**Work order:**
The answer consists solely of the listing's lines from the first through the line containing "Tickets #92321, #92185, #90887, #92275.", each reproduced exactly.

**Excerpted records:**
PR #1729, opened 2026-09-21
Keep a renewing subscription valid while the store retries payment

alisa911:
`UpdateSubscription` marked a subscription `valid=false, kind=expired` as soon as the expiry date reported by the store was older than 15 days, regardless of `autoRenewing`. Google keeps a subscription in account hold for up to 60 days and Apple retries billing for up to 60 days while the expiry date stays in the past; once payment succeeds the store renews the same purchase. By then our record was already `valid=false` and out of the job's selection (`valid is null or valid=true`), so the renewal never reached the database: the app showed the subscription as active, Cloud and the site reported it as expired.

Tickets #92321, #92185, #90887, #92275.

Now a subscription with `autoRenewing=true` is kept valid for up to 60 days after its expiry date. Access is unaffected during that time: `isProSubscriptionValid` still requires `expiretime > now`. The record stays in the selection and is re-checked every 12 hours, so the renewal is picked up as soon as the store reports it. Subscriptions with `autoRenewing=false` or `null` keep the previous 15-day rule.

Records that are already `valid=false` are not touched by this change; a one-off run with the existing `-revalidateinvalid` flag (or `-orderid=` for the tickets above) restores those the store still renews.

Docs: [Google Play subscription lifecycle](https://developer.android.com/google/play/billing/lifecycle/subscriptions), [Apple: reducing involuntary subscriber churn](https://developer.apple.com/documentation/storekit/reducing-involuntary-subscriber-churn).

## AI disclaimer

Written with Claude Code (Claude Fable 5.1), driven by [@alisa911](https://github.com/alisa911). Summary of the requests it worked from, in order:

**Finished task:**
PR #1729, opened 2026-09-21
Keep a renewing subscription valid while the store retries payment

alisa911:
`UpdateSubscription` marked a subscription `valid=false, kind=expired` as soon as the expiry date reported by the store was older than 15 days, regardless of `autoRenewing`. Google keeps a subscription in account hold for up to 60 days and Apple retries billing for up to 60 days while the expiry date stays in the past; once payment succeeds the store renews the same purchase. By then our record was already `valid=false` and out of the job's selection (`valid is null or valid=true`), so the renewal never reached the database: the app showed the subscription as active, Cloud and the site reported it as expired.

Tickets #92321, #92185, #90887, #92275.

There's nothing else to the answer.